When I saw the title of this thread, I thought that you might be looking for something other than a truck-based spreader. We're using pull-behind fertilizer spreaders and like them. We're on a campus, and they work great in parking lots. We can cover more ground quicker with one of these behind the XUV than any other method. We have two truck-mounted spreaders that will probably be for sale soon... Cost of the pull behinds is in the $800 range. Cost for a new motor for the truck spreader was $1600...


----------



## THEGOLDPRO (Jun 18, 2006)

my buddy has this spreader and loves it, ill be buying one for next year.
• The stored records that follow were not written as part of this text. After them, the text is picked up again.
PR #1355, opened 2024-07-22
feat: add solution

mfcastilho:
[DEMO LINK](https://mfcastilho.github.io/react_todo-app-add-and-delete/)


src/App.tsx
```diff
@@ -1,26 +1,170 @@
...
+
+    setIsLoading(true);
+
+    const newTodo = { id: 0, title: newTitle, completed: false };
+
+    setTempTodo(newTodo);
+
+    return createTodo(newTodo)
+      .then(resultTodo => {
+        setTodos([...todos, resultTodo]);
```
pedro-ruas, line 80: It's better to access the state inside the function to prevent call overlapping:
```
setTodos((tds) => [...tds, resultTodo])
```

src/App.tsx
```diff
@@ -1,26 +1,170 @@
...
+        ),
+      )
+      .catch(() => setError('Unable to update a Todo'));
+  };
+
+  const handleDeleteCompleted = () => {
+    setIsLoading(true);
+    const promises: Promise<void>[] = [];
+
+    todos.forEach(todo => {
```
pedro-ruas, line 121: This whole part can be changed to a simpler .map:
```
const promises: Promise<void>[] = todos.filter(td => td.completed)
    .map((todo) => deleteTodo(todo.id)
    .then(...)
```

src/api/todos.ts
```diff
@@ -0,0 +1,20 @@
+import { Todo } from '../types/Todo';
+import { client } from '../utils/fetchClient';
+
+export const USER_ID = 760;
+
+export const getTodos = () => {
+  return client.get<Todo[]>(`/todos?userId=${USER_ID}`);
+};
+
+export const createTodo = (todo: Partial<Todo>) => {
```
pedro-ruas, line 10: `todo: Omit<Todo, "id">`
I believe you must have everything, but the id, right?

src/components/Header/Header.tsx
```diff
@@ -0,0 +1,51 @@
...
+      <form onSubmit={handleSubmit}>
+        <input
+          data-cy="NewTodoField"
+          type="text"
+          className="todoapp__new-todo"
+          disabled={isLoading}
+          placeholder="What needs to be done?"
+          ref={inputRef}
+          value={initialTitle}
+          onChange={event => onTitleChange(event.target.value)}
```
pedro-ruas, line 46: Save this function to a callback using useCallback to better memory usage:
```
const handleTitleChange = useCallback((event) => onTitleChange(event.target.value), [onTitleChange]);

onChange={handleTitleChange}
```

src/components/TodoList/TodoList.tsx
```diff
@@ -0,0 +1,36 @@
...
+};
+
+export const TodoList: React.FC<Props> = ({
+  visibleToDos,
+  onDelete,
+  onUpdate,
+  tempTodo,
+}) => {
+  const renderToDos = useMemo(
+    () => (tempTodo ? [...visibleToDos, tempTodo] : visibleToDos),
```
pedro-ruas, line 19: Instead, you could add a conditional rendering for a <TodoItem> after the .map method.
In that way, you don't have to re-render the entire list because the tempTodo has changed.

pedro-ruas (changes requested):
Minimal improvemetns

Fast-Cast 550 1/3 Yard Spreader 
3.75 HP Briggs & Stratton gasoline vertical shaft engine 
Electric clutch spinner and conveyor control 
Light weight aluminum hopper 
Wear resistant bolt-on 304 stainless floor 
Rugged belt over chain conveyor system 
Adjustable conveyor take-up bearings 
Adjustable material deflectors 
Spreading width from 4 ft. to 24 ft. 
Tie down kit includes eye bolts and (4) ratchet straps 
In-cab control panel (on/off motor switch and on/off conveyor switch) 
14" Spinner disc 
Adjustable material discharge gate 
Hopper weight capacity: 500 pounds 
Hopper weight empty: 250 pounds


----------



## My bowtie (Jan 15, 2008)

glfredrick;765375 said:


> When I saw the title of this thread, I thought that you might be looking for something other than a truck-based spreader. We're using pull-behind fertilizer spreaders and like them. We're on a campus, and they work great in parking lots. We can cover more ground quicker with one of these behind the XUV than any other method. We have two truck-mounted spreaders that will probably be for sale soon... Cost of the pull behinds is in the $800 range. Cost for a new motor for the truck spreader was $1600...
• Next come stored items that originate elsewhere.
PR #1361, opened 2024-07-26
second part

shelyaa:
[DEMO LINK](https://shelyaa.github.io/react_todo-app-add-and-delete/)

### DIFF
--- a/src/App.tsx
+++ b/src/App.tsx
@@ -1,26 +1,185 @@
-/* eslint-disable max-len */
+/* eslint-disable jsx-a11y/label-has-associated-control */
 /* eslint-disable jsx-a11y/control-has-associated-label */
-import React from 'react';
+import React, { useEffect, useState } from 'react';
 import { UserWarning } from './UserWarning';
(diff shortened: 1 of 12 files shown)


src/App.tsx
```diff
@@ -1,26 +1,185 @@
...
+  if (filter !== Filter.all) {
+    filteredTodos = todos.filter(todo => {
+      switch (filter) {
+        case Filter.active:
+          return !todo.completed;
+        case Filter.completed:
+          return todo.completed;
+        default:
+          return true;
+      }
```
SanyaBratashchuk, line 66: move filter inside switch case to avoid extra iteration in default case

src/App.tsx
```diff
@@ -1,26 +1,185 @@
...
+    });
+  }
```
SanyaBratashchuk, line 68: create a separate function to filter todos

SanyaBratashchuk (changes requested):

lerastarynets (approved):
lgtm 🚀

glfredrick..What make/modle tow behinds you have? I'm doing two small HOA's. I can store a pile of sand/salt at each place, so a tow behind would work well. How much sand do the hold? any links to the manufactures? Thanks for any info.....


----------



## glfredrick (Nov 21, 2008)

My bowtie;771522 said:


> glfredrick..What make/modle tow behinds you have? I'm doing two small HOA's. I can store a pile of sand/salt at each place, so a tow behind would work well. How much sand do the hold? any links to the manufactures? Thanks for any info.....
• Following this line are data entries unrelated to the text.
PR #1363, opened 2024-07-27
solution

getchards:
[DEMO LINK](https://getchards.github.io/react_todo-app-add-and-delete/)


src/App.tsx
```diff
@@ -1,26 +1,237 @@
...
+      >
+        {emptyTitle && <p>Title should not be empty</p>}
+        <button
+          data-cy="HideErrorButton"
+          type="button"
+          className="delete"
+          onClick={closeErrorHandler}
+        />
+        {errorMessage}
+      </div>
```
vadiimvooo, line 234: Create error component and move template inside of it.

vadiimvooo (changes requested):
Good job, but you have to pass all tests. Please feel free to ask for help in fe_chat

src/components/ErrorNotification.tsx
```diff
@@ -0,0 +1,27 @@
...
+};
+
+export const ErrorNotification: React.FC<Props> = ({
+  errorMessage,
+  onClose,
+}) => {
+  return (
+    <div
+      data-cy="ErrorNotification"
+      className={`notification is-danger is-light has-text-weight-normal ${!errorMessage && 'hidden'}`}
```
etojeDenys, line 16: better to use classnames for conditional classes

etojeDenys (changes requested):
1. do not make request on filter option change, just change the array
2. add the footer in this case
https://github.com/user-attachments/assets/79057764-1eb9-43d2-928d-8d72755b2779

src/App.tsx
```diff
@@ -1,26 +1,142 @@
...
+
+          default:
+            setTodos(todosFromServer);
+        }
+      })
+      .catch(() => setErrorMessage('Unable to load todos'))
+      .finally(() => {
+        setTimeout(() => setErrorMessage(''), 3000);
+      });
+  }, [setTodos, status]);
```
TarasHoliuk, line 43: Not fixed

> do not make request on filter option change, just change the array

create variable for filteredTodos:
```
// some filtering logic
  return todos.filter()
}, [status])
```

src/App.tsx
```diff
@@ -1,26 +1,142 @@
...
+
+    return addNewTodo(trimmedTodo)
+      .then(todo => {
+        setTodos(todos);
+        setTodos(currentTodos => [...currentTodos, todo]);
+      })
+      .catch(error => {
+        setErrorMessage('Unable to add a todo');
+        setTodos(todos);
+        throw error;
```
TarasHoliuk, line 74: do not throw an error here - you handled it already, so no need to throw it again. It will lead to a page crash (because you don't try to catch the error thrown here somewhere else)

src/App.tsx
```diff
@@ -1,26 +1,142 @@
...
+import { Header } from './components/Header';
+import { Todo } from './types/Todo';
+import { TodoStatus } from './types/SortTypes';
 
 export const App: React.FC = () => {
+  const [todos, setTodos] = useState<Todo[]>([]);
+  const [errorMessage, setErrorMessage] = useState('');
+  const [status, setStatus] = useState('');
+  const [idTodo, setIdTodo] = useState(0);
+  const [newTodo, setNewTodo] = useState({
```
TarasHoliuk, line 18: userId and completed will always be the same
So you can simplify it and save only newTitle string in state

src/components/ErrorNotification.tsx
TarasHoliuk: Not fixed

Meant `classnames` library (or any similar):
image

src/App.tsx
```diff
@@ -1,26 +1,142 @@
...
+import { Footer } from './components/Footer';
+import { TodoList } from './components/TodoList';
+import { Header } from './components/Header';
+import { Todo } from './types/Todo';
+import { TodoStatus } from './types/SortTypes';
 
 export const App: React.FC = () => {
+  const [todos, setTodos] = useState<Todo[]>([]);
+  const [errorMessage, setErrorMessage] = useState('');
+  const [status, setStatus] = useState('');
```
TarasHoliuk, line 16:
```suggestion
  const [status, setStatus] = useState(TodoStatus.All);
```
You can use typecasting in Footer if you need

src/components/Footer.tsx
```diff
@@ -0,0 +1,71 @@
...
+      <span className="todo-count" data-cy="TodosCounter">
+        {leftItems} items left
+      </span>
+
+      <nav className="filter" data-cy="Filter">
+        <a
+          href="#/"
+          className={cn('filter__link', { selected: !status })}
+          data-cy="FilterLinkAll"
+          onClick={() => onClick('')}
```
TarasHoliuk, line 32:
```suggestion
          onClick={() => onClick(TodoStatus.All)}
```

src/components/Header.tsx
```diff
@@ -0,0 +1,66 @@
...
+
+      <form onSubmit={handleSubmit}>
+        <input
+          value={todo.title}
+          ref={titleField}
+          data-cy="NewTodoField"
+          type="text"
+          className="todoapp__new-todo"
+          placeholder="What needs to be done?"
+          onChange={event => onChange(event.target.value)}
```
TarasHoliuk, line 60: it's better to create handler for it und use here

src/components/Header.tsx
```diff
@@ -0,0 +1,66 @@
...
+  onError,
+}) => {
+  const titleField = useRef<HTMLInputElement>(null);
+  const [loading, setLoading] = useState(false);
+
+  useEffect(() => {
+    if (titleField.current) {
+      titleField.current.focus();
+    }
+  }, [onReset]);
```
TarasHoliuk, line 26: Why this dependency?
```suggestion
  }, []);
```

src/App.tsx
```diff
@@ -125,15 +125,13 @@ export const App: React.FC = () => {
...
-        {todos.length > 0 && (
-          <Footer
-            onClick={setStatus}
-            status={status}
-            leftItems={leftItemsCount}
-            completedItems={completedItems}
-            onDelete={clearCompletedTodo}
-          />
-        )}
+        <Footer
```
TarasHoliuk, line 128: You should add conditional rendering here
But you should hide footer if there is no todos on server at all

Not when there are no todos with selected status:
image

TarasHoliuk (changes requested):

src/components/Footer.tsx
```diff
@@ -0,0 +1,71 @@
...
+        <a
+          href="#/completed"
+          className={cn('filter__link', {
+            selected: status === TodoStatus.Completed,
+          })}
+          data-cy="FilterLinkCompleted"
+          onClick={() => onClick(TodoStatus.Completed)}
+        >
+          Completed
+        </a>
```
volodymyr-soltys97, line 57: Use `Object.values()` and render these options with `map()` method

src/App.tsx
```diff
@@ -1,26 +1,141 @@
...
+        setTodos(todos);
+        setTodos(currentTodos => [...currentTodos, todo]);
+      })
+      .catch(() => {
+        setErrorMessage('Unable to add a todo');
+        setTodos(todos);
+      });
+  }
+
+  function handleChangeTitle(value: string) {
```
volodymyr-soltys97, line 76: It is important to follow the same way of creating functions everywhere
```suggestion
  const handleChangeTitle = (value: string) => {
```

src/components/TodoList.tsx
```diff
@@ -0,0 +1,56 @@
...
+          key={id}
+        >
+          {/* eslint-disable jsx-a11y/label-has-associated-control  */}
+          <label className="todo__status-label" htmlFor={'' + id}>
+            <input
+              id={'' + id}
+              data-cy="TodoStatus"
+              type="checkbox"
+              className="todo__status"
+              checked={completed ? true : false}
```
volodymyr-soltys97, line 26:
```suggestion
              checked={completed}
```

src/components/TodoList.tsx
```diff
@@ -0,0 +1,56 @@
...
+  return (
+    <section className="todoapp__main" data-cy="TodoList">
+      {list.map(({ title, id, completed }) => (
+        <div
+          data-cy="Todo"
+          className={`todo ${completed && 'completed'}`}
+          key={id}
+        >
+          {/* eslint-disable jsx-a11y/label-has-associated-control  */}
+          <label className="todo__status-label" htmlFor={'' + id}>
```
volodymyr-soltys97, line 20:
```suggestion
          <label className="todo__status-label" htmlFor={id}>
```

src/components/TodoList.tsx
```diff
@@ -0,0 +1,56 @@
...
+  idTodo: number;
+};
+
+export const TodoList: React.FC<Props> = ({ list, onDelete, idTodo }) => {
+  return (
+    <section className="todoapp__main" data-cy="TodoList">
+      {list.map(({ title, id, completed }) => (
+        <div
+          data-cy="Todo"
+          className={`todo ${completed && 'completed'}`}
```
volodymyr-soltys97, line 16: Use the classnames library rules for add classes with condition

src/components/Header.tsx
```diff
@@ -0,0 +1,81 @@
...
+      <form onSubmit={handleSubmit}>
+        <input
+          value={title}
+          ref={titleField}
+          data-cy="NewTodoField"
+          type="text"
+          className="todoapp__new-todo"
+          placeholder="What needs to be done?"
+          onChange={handleChange}
+          disabled={loading ? true : false}
```
volodymyr-soltys97, line 76:
```suggestion
          disabled={loading}
```

volodymyr-soltys97 (changes requested):
GJ!
Let's improve your code
Try to fix the failed test, if you need help feel free in the fe_chat

anastasiiavorobiova (approved):
Great work!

We're using this one from Tractor Supply:

http://www.tractorsupply.com/webapp...10551_10001_34345_-1______?rFlag=true&cFlag=1

And, a similar one that we purchased from John Deere (Frontier) that works, but is not as good a spreader as the Tractor Supply model.

Neither would be high-speed road worthy. We use ours in a campus setting. We do greatly prefer them to truck-mounted spreaders, however. Behind a JD XUV, they cover more ground faster, and waste less salt. Their low spread outlet also helps somewhat to get under cars in parking areas. They are both light enough, however, to toss up on the back of a truck. A set of ramps would allow one man to easily load them for transport.

We are also using one of these units (Meyer Mate):

http://www.meyerproducts.com/products/spreaders-tailgatespreaders.asp


----------



## Stan (Nov 28, 2003)

upst8ny;621363 said:


> Any one using a smith mini max.
> 
> .http://www.smithspreaders.com/Spreaders/MiniMax/index.php
> 
> ...


So after a season of using this how do you like it?


----------